After mathematica 10.0 release, I found the new interesting function association, dataset, etc. I really did not have much pay attention until now, as I was always working with theoretical things.. Well, I am working hard through huge amount of astronomical data. I need to correlate some parameters for each star of a spectral type. I need to separate lot of catalogues, and each star separate its coord galactic (lat and long), paralax + errors +quality,spectral type , like a descending tree:
CATALOGUES ->.....
-> catalogue A: -> star...
-> galactic ....., -> paralax...., -> spectral type...., -> identifiers.... ( a lot of nomenclatures, they are for the same star but different catalogues)
catalogue B -> star ...
-> galactic , etc..
....
I tried this:
FIRST I PICK UP THE STAR FROM THE .TXT, here a link for a sample: The sample txt of a certain catalogue
$1 = OpenRead[
"C:\\Users\\decicco\\SkyDrive\\Documentos\\ProjetoFinal\\Simbad\\simbadART_\
Teste_dataMining.txt"];
$2 = ReadList[$1, Record, RecordSeparators -> {{"Object "}, {" ---"}}]
Close[$1];
Out[3]= {"HR 5027 ", "HR 5036 "}
$1 = OpenRead[
"C:\\Users\\decicco\\SkyDrive\\Documentos\\ProjetoFinal\\Simbad\\Teste_\
dataMining.txt"];
$2 = ReadList[$1, String];
Close[$1];
Coordenadas Galaticas
Flatten@StringCases[$2,
"Coordinates(Gal,ep=J2000,eq=2000): " ~~ (x :
NumberString ...) ~~ (y : ___ ~~ NumberString ...) ->
ToExpression@{x, y}]
Out[8]= {"307.0804", " +06.8343 ", "307.7283", " 10.4014 "}
Paralaxes erro e qualidade
Flatten@StringCases[$2,
"Parallax: " ~~ (x : ___ ~~ NumberString ...) ~~
"[" ~~ (y : ___ ~~ NumberString ...) ~~ "]" ~~ z : LetterCharacter ->
ToExpression@{x, y, z}] (*here I have to get the paralax + error and the quality of paralax that usually is A, but could be B or C, also*)
Out[41]= {}
Tipo Espectral
In[15]:= Flatten@StringCases[$2, "Spectral type: " ~~ x : ___ ~~ Except["~"] -> x]

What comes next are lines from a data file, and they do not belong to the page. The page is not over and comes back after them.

PR #174, opened 2020-09-23
135 subscription audit

### LINKED ISSUE #135: The application should be audited for unsubscriptions
RxJs can create memory leaks by subscribing to an observable and never completing it. (https://itnext.io/angular-rxjs-detecting-memory-leaks-bdd312a070a0)

It would be good to search the entire application for "subscribe" and checking if the observable is guaranteed to either complete, error or unsubscribe.

HendrikPreuter:
#135 

To-do:
-Awaiting round 2 of feedback

Done:
- added unsubscribe to all subscriptions via an extendable class
- added tests for all these unsubscribe cases
- added timer for secStorage
-add throw error in empty subscriptions

### DIFF
--- a/gridt/src/app/app.component.ts
+++ b/gridt/src/app/app.component.ts
@@ -64,7 +64,7 @@ export class AppComponent implements OnInit, OnDestroy {
       this.checkAuthOnResume.bind(this)
     );
   }
-  
+
   ngOnDestroy() {
     this.cancelAllSubscriptions();
   }
--- a/gridt/src/app/app.component.ts
+++ b/gridt/src/app/app.component.ts
@@ -11,9 +11,9 @@ import { filter, flatMap } from 'rxjs/operators';
   selector: 'app-root',
   templateUrl: 'app.component.html'
 })
-export class AppComponent implements OnInit {
+export class AppComponent implements OnInit, OnDestroy {
   public isLoggedIn$: Observable<boolean>;
-  private subscriptions: Subscription;
+  private isLoggedInSubscription: Subscription;
 
   public appPages = [
     {
@@ -64,15 +64,21 @@ export class AppComponent implements OnInit {
       this.checkAuthOnResume.bind(this)
     );
   }
+  
+  ngOnDestroy() {
+    this.cancelAllSubscriptions();
+  }
 
-  public unsubscribeLoggedIn() {
-    this.subscriptions.unsubscribe();
+  private cancelAllSubscriptions() {
+    if (this.isLoggedInSubscription) {
+      this.isLoggedInSubscription.unsubscribe();
+    }
   }
 
   private checkAuthOnResume(state: AppState) {
     this.zone.run( () => {
       if (state.isActive) {
-        this.subscriptions = this.auth.isLoggedIn$.subscribe(loggedIn => {
+        this.isLoggedInSubscription = this.auth.isLoggedIn$.subscribe(loggedIn => {
           if (!loggedIn) {
             console.log('On resuming the app found user is now logged out. Redirecting to /login');
             this.router.navigate(['/login']);
--- a/gridt/src/app/app.component.ts
+++ b/gridt/src/app/app.component.ts
@@ -13,7 +13,6 @@ import { filter, flatMap } from 'rxjs/operators';
 })
 export class AppComponent implements OnInit {
   public isLoggedIn$: Observable<boolean>;
-  private subscriptions: Subscription[] = [];
 
   public appPages = [
     {
@@ -65,19 +64,15 @@ export class AppComponent implements OnInit {
     );
   }
 
-  private cancelAllSubscriptions() {
-    this.subscriptions.map( subscription => subscription.unsubscribe());
-  }
-
   private checkAuthOnResume(state: AppState) {
     this.zone.run( () => {
       if (state.isActive) {
-        this.subscriptions.push(this.auth.isLoggedIn$.subscribe(loggedIn => {
+        this.auth.isLoggedIn$.subscribe(loggedIn => {
           if (!loggedIn) {
             console.log('On resuming the app found user is now logged out. Redirecting to /login');
             this.router.navigate(['/login']);
           }
-        }));
+        });
       }
     });
   }
--- a/gridt/src/app/app.component.ts
+++ b/gridt/src/app/app.component.ts
@@ -4,15 +4,16 @@ import { Router, NavigationStart } from '@angular/router';
 import { SplashScreen } from '@ionic-native/splash-screen/ngx';
 import { Plugins, AppState, Capacitor } from '@capacitor/core';
 import { AuthService } from './core/auth.service';
-import { Observable } from 'rxjs';
+import { Observable, Subscription } from 'rxjs';
 import { filter, flatMap } from 'rxjs/operators';
 
 @Component({
   selector: 'app-root',
   templateUrl: 'app.component.html'
 })
-export class AppComponent implements OnInit, OnDestroy{
+export class AppComponent implements OnInit {
   public isLoggedIn$: Observable<boolean>;
+  private subscriptions: Subscription;
 
   public appPages = [
     {
@@ -64,15 +65,14 @@ export class AppComponent implements OnInit, OnDestroy{
     );
   }
 
-  onLogout() {
+  public unsubscribeLoggedIn() {
+    this.subscriptions.unsubscribe();
   }
-
-  ngOnDestroy() { }
 
   private checkAuthOnResume(state: AppState) {
     this.zone.run( () => {
       if (state.isActive) {
-        this.auth.isLoggedIn$.subscribe(loggedIn => {
+        this.subscriptions = this.auth.isLoggedIn$.subscribe(loggedIn => {
           if (!loggedIn) {
             console.log('On resuming the app found user is now logged out. Redirecting to /login');
             this.router.navigate(['/login']);
--- a/gridt/src/app/app.component.ts
+++ b/gridt/src/app/app.component.ts
@@ -11,9 +11,9 @@ import { filter, flatMap } from 'rxjs/operators';
   selector: 'app-root',
   templateUrl: 'app.component.html'
 })
-export class AppComponent implements OnInit, OnDestroy {
+export class AppComponent implements OnInit {
   public isLoggedIn$: Observable<boolean>;
-  private isLoggedInSubscription: Subscription;
+  private subscriptions: Subscription[] = [];
 
   public appPages = [
     {
@@ -65,25 +65,19 @@ export class AppComponent implements OnInit, OnDestroy {
     );
   }
 
-  ngOnDestroy() {
-    this.cancelAllSubscriptions();
-  }
-
   private cancelAllSubscriptions() {
-    if (this.isLoggedInSubscription) {
-      this.isLoggedInSubscription.unsubscribe();
-    }
+    this.subscriptions.map( subscription => subscription.unsubscribe());
   }
 
   private checkAuthOnResume(state: AppState) {
     this.zone.run( () => {
       if (state.isActive) {
-        this.isLoggedInSubscription = this.auth.isLoggedIn$.subscribe(loggedIn => {
+        this.subscriptions.push(this.auth.isLoggedIn$.subscribe(loggedIn => {
           if (!loggedIn) {
             console.log('On resuming the app found user is now logged out. Redirecting to /login');
             this.router.navigate(['/login']);
           }
-        });
+        }));
       }
     });
   }
--- a/gridt/src/app/core/api.service.ts
+++ b/gridt/src/app/core/api.service.ts
@@ -15,17 +15,9 @@ import { ServerMessage } from "./models/server-responses.model";
   providedIn: "root"
 })
 export class ApiService {
-  get allMovements$ (): Observable<Movement[]> {
-    return this._allMovements$.asObservable();
-  }
-  get subscriptions$ (): Observable<Movement[]> {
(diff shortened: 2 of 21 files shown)


Drvanon (changes requested):
I notice you tend to go for registering individual subscriptions and unsubcribing from them. Because the principle of unsubscribing is generally applicable and there is no further use for the subscriptions, it makes sense to gather them into one list and remove that list at the onDestroy.

Drvanon:
Also, on the services and app.component, onDestroy will never be called. Sorry for not mentioning this earlier, but the page will just be destroyed. There are places where it might make sense to put time outs, if a subscription is performed in a function and then never looked after again. If the time out happens, it should however throw a publicly visible error.

HendrikPreuter:
> I notice you tend to go for registering individual subscriptions and unsubcribing from them. Because the principle of unsubscribing is generally applicable and there is no further use for the subscriptions, it makes sense to gather them into one list and remove that list at the onDestroy.

Does that mean i still need to unsubscribe and then empty the list? Or just empty the list of subscriptions, because i feel that doesn't end them rightly.

> Also, on the services and app.component, onDestroy will never be called. Sorry for not mentioning this earlier, but the page will just be destroyed. There are places where it might make sense to put time outs, if a subscription is performed in a function and then never looked after again. If the time out happens, it should however throw a publicly visible error.

We had a conversation about this and i remembered the part where your said a service gets terminated with the component it is attached to. However i forgot the only component they are attached to is in fact app.component. We also somewhat talked about these timeouts. You wanted something in sec storage right? WIth the takeuntil(5) or something along those lines. However i might still need some more training in rxjs for this as i only found 1 of the functions where i could put the .pipe(takeUntil(timer(5000))). And i was not even sure that one was the right spot.

Is what you are suggesting here something else or is it what i mentioned above?

Drvanon:
The most important thing is that you unsubscribe onDestroy. The garbage collector can then itself determine what it will do with the subscription after the component is destroyed.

Out[15]= {"B0.5Ia C ~ ", "B2.5Ib C ~ "} (*I dont want "~" ...*)
Identificadores de catálogos
In[44]:= Flatten@StringCases[$2,
RegularExpression["(?m)^Identifiers "] ~~ "(" ~~ DigitCharacter ~~ ") :" ~~
x__ ~~ RegularExpression["(?m)^Notes "] -> x] (* I need get the nomenclatures only , in separates comas*)
Out[44]= {}
After getting all of this parameters I want to build a data set for each catalogue I create. And these catalogues subdatasets would be inside a dataset.
Thanks!